# Super Mario Bros Galaxy DS v1.0



## Another World (Jan 8, 2011)

*Super Mario Bros Galaxy DS v1.0*
NDS Homebrew




This Homebrew aims to bring elements of SMB Galaxy to the DS. For more information please see the project post link below.






 Download





 Project Post





 Source


----------



## basher11 (Jan 8, 2011)

lol NSMB sprites and objects.


----------



## _Chaz_ (Jan 8, 2011)

basher11 said:
			
		

> lol NSMB sprites and objects.


I assumed it was a NSMB hack.


----------



## Vigilante (Jan 8, 2011)

Damn the site is in I think spanish and I cant even understand a bit about the project


----------



## ShadowSoldier (Jan 8, 2011)

basher11 said:
			
		

> lol NSMB sprites and objects.



So? What's wrong with the sprites.
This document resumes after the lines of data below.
PR #18039, opened 2024-04-02
Fixed #25947 -- Query's str() method worked normally when 'default' database is empty

jayvynl:
`sql_with_params`, `build_lookup` and `is_nullable` in `Query` would use the correct connection and generate more reasonable SQL.

# Trac ticket number

ticket-25947

# Branch description
This fix makes output of `print(queryset.query)` more reasonable when the queryset use a different database from `default`.

# Checklist

### DIFF
--- a/django/db/models/sql/query.py
+++ b/django/db/models/sql/query.py
@@ -289,8 +289,9 @@ class Query(BaseExpression):
 
     explain_info = None
 
-    def __init__(self, model, alias_cols=True):
+    def __init__(self, model, alias_cols=True, queryset=None):
         self.model = model
+        self.queryset = queryset
         self.alias_refcount = {}
         # alias_map is the most important data structure regarding joins.
         # It's used for recording which joins exist in the query and what
@@ -316,6 +317,20 @@ class Query(BaseExpression):
         self.extra = {}  # Maps col_alias -> (col_sql, params).
 
         self._filtered_relations = {}
+
+    # Remove queryset from pickle result.
+    # Refer https://code.djangoproject.com/ticket/27159
+    def __getstate__(self):
+        state = self.__dict__.copy()
+        state["queryset"] = None
+        return state
+
+    @property
+    def db(self):
+        # Must not use ``if self.queryset``, that will trigger evaluation of queryset.
+        if self.queryset is not None:
+            return self.queryset.db
+        return DEFAULT_DB_ALIAS
 
     @property
     def output_field(self):
@@ -346,7 +361,7 @@ class Query(BaseExpression):
         Return the query as an SQL string and the parameters that will be
         substituted into the query.
         """
-        return self.get_compiler(DEFAULT_DB_ALIAS).as_sql()
+        return self.get_compiler(self.db).as_sql()
 
     def __deepcopy__(self, memo):
         """Limit the amount of work when a Query is deepcopied."""
@@ -1399,13 +1414,11 @@ class Query(BaseExpression):
             return lhs.get_lookup("isnull")(lhs, True)
 
         # For Oracle '' is equivalent to null. The check must be done at this
-        # stage because join promotion can't be done in the compiler. Using
-        # DEFAULT_DB_ALIAS isn't nice but it's the best that can be done here.
-        # A similar thing is done in is_nullable(), too.
+        # stage because join promotion can't be done in the compiler.
         if (
             lookup_name == "exact"
             and lookup.rhs == ""
-            and connections[DEFAULT_DB_ALIAS].features.interprets_empty_strings_as_nulls
+            and connections[self.db].features.interprets_empty_strings_as_nulls
         ):
             return lhs.get_lookup("isnull")(lhs, True)
 
@@ -2624,14 +2637,9 @@ class Query(BaseExpression):
         nullable for those backends. In such situations field.null can be
         False even if we should treat the field as nullable.
         """
-        # We need to use DEFAULT_DB_ALIAS here, as QuerySet does not have
-        # (nor should it have) knowledge of which connection is going to be
-        # used. The proper fix would be to defer all decisions where
-        # is_nullable() is needed to the compiler stage, but that is not easy
-        # to do currently.
         return field.null or (
             field.empty_strings_allowed
-            and connections[DEFAULT_DB_ALIAS].features.interprets_empty_strings_as_nulls
+            and connections[self.db].features.interprets_empty_strings_as_nulls
         )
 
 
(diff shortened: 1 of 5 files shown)


tests/queries/test_query.py
```diff
@@ -160,6 +160,11 @@ def test_filter_non_conditional(self):
         with self.assertRaisesMessage(TypeError, msg):
             query.build_where(Func(output_field=CharField()))
 
+    def test_use_correct_db(self):
```
sarahboyce, line 163: This tests the implementation without covering the original issue as raised in the ticket, I think having something like:

```diff
diff --git a/tests/multiple_database/tests.py b/tests/multiple_database/tests.py
index 9587030a46..acda154f48 100644
--- a/tests/multiple_database/tests.py
+++ b/tests/multiple_database/tests.py
@@ -2,12 +2,12 @@ import datetime
 import pickle
 from io import StringIO
 from operator import attrgetter
-from unittest.mock import Mock
+from unittest.mock import Mock, patch

 from django.contrib.auth.models import User
 from django.contrib.contenttypes.models import ContentType
 from django.core import management
-from django.db import DEFAULT_DB_ALIAS, router, transaction
+from django.db import DEFAULT_DB_ALIAS, router, transaction, connections
 from django.db.models import signals
 from django.db.utils import ConnectionRouter
 from django.test import SimpleTestCase, TestCase, override_settings
@@ -1235,6 +1235,21 @@ class QueryTestCase(TestCase):
         val = Book.objects.raw("SELECT id FROM multiple_database_book").using("other")
         self.assertQuerySetEqual(val, [dive.pk], attrgetter("pk"))

+    def test_query_string(self):
+        with (
+            patch.object(connections["default"].ops, "compiler")
+            as default_db_compiler
+        ):
+            queryset = Person.objects.using("other").all().order_by("id")
+            self.assertEqual(
+                str(queryset.query),
+                'SELECT "multiple_database_person"."id", '
+                '"multiple_database_person"."name" '
+                'FROM "multiple_database_person" '
+                'ORDER BY "multiple_database_person"."id" ASC'
+            )
+            default_db_compiler.assert_not_called()
+
     def test_select_related(self):
         """
```
might be better

django/db/models/sql/query.py
```diff
@@ -289,8 +289,9 @@ class Query(BaseExpression):
 
     explain_info = None
 
-    def __init__(self, model, alias_cols=True):
+    def __init__(self, model, alias_cols=True, queryset=None):
```
sarahboyce, line 292: I think I would prefer not to pass in the queryset and then we can be less worried about evaluating it, maybe we can take a look at the db alias?
Something like:
```diff
--- a/django/db/models/sql/query.py
+++ b/django/db/models/sql/query.py
@@ -288,10 +288,10 @@ class Query(BaseExpression):
     deferred_loading = (frozenset(), True)

     explain_info = None
+    using = None

-    def __init__(self, model, alias_cols=True, queryset=None):
+    def __init__(self, model, alias_cols=True):
         self.model = model
-        self.queryset = queryset
         self.alias_refcount = {}
         # alias_map is the most important data structure regarding joins.
         # It's used for recording which joins exist in the query and what
@@ -318,19 +318,9 @@ class Query(BaseExpression):

         self._filtered_relations = {}

-    # Remove queryset from pickle result.
-    # Refer https://code.djangoproject.com/ticket/27159
-    def __getstate__(self):
-        state = self.__dict__.copy()
-        state["queryset"] = None
-        return state
-
     @property
     def db(self):
-        # Must not use ``if self.queryset``, that will trigger evaluation of queryset.
-        if self.queryset is not None:
-            return self.queryset.db
-        return DEFAULT_DB_ALIAS
+        return self.using or DEFAULT_DB_ALIAS
```
and then we set `query.using` 🤔 maybe we call it `_db` or `db` (naming is hard)

sarahboyce (commented):
Thank you for being patient @jayvynl 👍 
I have some thoughts (and I'm really sorry, I started this a while ago without submitting the review 😭)

tests/queries/test_query.py
jayvynl: You're right, I have add your test in the new commit.

django/db/models/sql/query.py
jayvynl: Thank you for your suggestion, in the last commit, I have pass QuerySet.db instead of QuerySet itself to Query.

django/db/models/sql/query.py
```diff
@@ -2624,14 +2631,9 @@ def is_nullable(self, field):
         nullable for those backends. In such situations field.null can be
         False even if we should treat the field as nullable.
         """
-        # We need to use DEFAULT_DB_ALIAS here, as QuerySet does not have
-        # (nor should it have) knowledge of which connection is going to be
```
charettes, line 2628: I think [this comment nails it](https://code.djangoproject.com/ticket/25947#comment:1), _teaching_ `sql.Query` about db alias seems wrong as this abstraction was designed to be backend agnostic.

Moving forward with this change gives the impression that `self.db` will always be the right choice over `DEFAULT_DB_ALIAS` but in most cases the proper database to use won't be known until execution time as it will be determine dynamically from `django.db.router`. All this code does is _fix_ the crash when `using()` explicitly used.

The impact of the changes proposed here go well beyond fixing what was brought up in ticket-25947 which is that `Query.__str__()` would crash if there was no `DATABASES["default"]` alias defined. If we really want to prevent that from happening (lots of things are going to break if you don't set `DATABASES["default"]` btw) I suggest we define a property that does

```python
@cached_property
def _default_db_alias(self):
    if DEFAULT_DB_ALIAS in connections:
        return DEFAULT_DB_ALIAS
    # Pick the first defined alias if "default" is mising
    return next(iter(connections), DEFAULT_DB_ALIAS)
```

Trying to solve this particular use case of supporting a lack of `DATABASES["default"]` is a slippery slope though as tens of features expect it to be defined. Addressing this issue sends a signal that this is a blessed configuration and that we commit to solving other `DEFAULT_DB_ALIAS` usages.

---

By looking at this ticket and [ticket-25705](https://code.djangoproject.com/ticket/25705#comment:12) recently I'm starting to believe that we should combine these two tickets into a single one that keep things as it for `Query.__str__()` and document `Query.sql_with_params(using: str = DEFAULT_DB_ALIAS)` instead.

That would allow users that have exotic `DATABASES` configurations to use this method instead to target a particular aliases, avoid venturing down the path of safe and correct parameters escaping for all backends (and force third party ones to do so as well), enforce the safe usages of `QuerySet.raw`.

jayvynl: How about also set Query.db in QuerySet.__init__ ? This will fix the crash when default db is empty .

jayvynl: OK, thank you for all the explanation.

At least this one is a bit of new gameplay instead of just a regular "go to the right" platforming hack.


----------



## nintendoom (Jan 8, 2011)

ShadowSoldier said:
			
		

> basher11 said:
> 
> 
> 
> ...



YEAH RIGHt,
but i was hoping for a sm64ds hack....
-------------


Anyway, Goodluck to the creator of the homebrew.


----------



## Attila13 (Jan 8, 2011)

Looks nice, can't wait for the future releases and/or to be finished! 
	

	
	
		
		

		
		
	


	






			
				Vigilante said:
			
		

> Damn the site is in I think spanish and I cant even understand a bit about the project


*Here* you go... It isn't the best, but you might understand it better!


----------



## Vigilante (Jan 8, 2011)

Attila13 said:
			
		

> Looks nice, can't wait for the future releases and/or to be finished!
> 
> 
> 
> ...


The always trusty old GOOGLE TRANSLATE always works like a charm


----------



## shakirmoledina (Jan 8, 2011)

very nice attempt... can really see the NSMB elements inside
i like the upside down mario and top screen usage


----------



## ManFranceGermany (Jan 8, 2011)

nice!
The game is very buggy and is crashing as soon as I want to pass the only working pipe (the door and other pipes don't open)-
Gravity acts strange, but hey, its funny to see mario flying around.
Another strange thing is, that I can't open the real time game menu of my supercard two, that I can't get hurt by anything (lava,spikes) and I also can't see  enemies?
IS THIS AP??? 
	

	
	
		
		

		
		
	


	




Good attempt, might get a really nice game....
But this far for being Version 1. it looks like pre-alpha something.


----------



## rockstar99 (Jan 8, 2011)

ManFranceGermany said:
			
		

> nice!
> The game is very buggy and is crashing as soon as I want to pass the only working pipe (the door and other pipes don't open)-
> Gravity acts strange, but hey, its funny to see mario flying around.
> A strange thing is, that I can't open the real time game menu of my supercard two and I can't get hurt by anything (lava,spikes) and I say no enemies?
> ...


In Game Menu is not for homebrew


----------



## ManFranceGermany (Jan 8, 2011)

Rockstar said:
			
		

> ManFranceGermany said:
> 
> 
> 
> ...



hu?
you mean the supercard knows if its homebrew or not?


----------



## Fireballo (Jan 8, 2011)

Seems like the DS homebrew scene is becoming active again.


----------



## JackDeeEss (Jan 8, 2011)

TechnoWorm said:
			
		

> YEAH RIGHt,
> but i was hoping for a sm64ds hack....
> -------------
> 
> ...



The SM64DS editor hasn't been out that long.
If anyone IS building anything with it, It won't be released for a couple of months, at the least.


----------



## .Chris (Jan 8, 2011)

shakirmoledina said:
			
		

> very nice attempt... can really see the NSMB elements inside
> i like the upside down mario and top screen usage


+1


----------



## Jackaltyson (Jan 9, 2011)

I could have been sure that there was another homebrew game like this, or is it this one but updated?


----------



## BobTheJoeBob (Jan 9, 2011)

Jackaltyson said:
			
		

> I could have been sure that there was another homebrew game like this, or is it this one but updated?


There was a alpha or pre-alpha version of this game released as a demo. It's probably that.


----------



## Arisotura (Jan 9, 2011)

I'm curious if those graphics have been ripped from NSMB or not... 'cause there are those copyrights... if they have been I hope it is a temporary solution.

Also, the graphics in the logo image have poor quality, but I bet this is just because the GIF format sucks. Multiple PNG screenshots (or JPG with decent quality/size balance) would have been better than a GIF compilation of all the screenshots IMO.


----------



## Recorderdude (Jan 9, 2011)

lol @ goog translate here.


"At the moment there are three ways to get stars are:

Find a star , just the fucking."


----------



## Plstic (Jan 10, 2011)

lol at translate it means simply you take and i can mostly understand it all thank you spanish 1


----------



## _Chaz_ (Jan 10, 2011)

im under your bed said:
			
		

> lol at translate it means simply you take and i can mostly understand it all thank you spanish 1


Your flag says "American", your sentence says "Moon".


----------



## Another World (Jan 11, 2011)

BobTheJoeBob said:
			
		

> Jackaltyson said:
> 
> 
> 
> ...



the projects are only related by the idea of making a SMB Galaxy DS Homebrew project. this is not a continuation of the other.

-another world


----------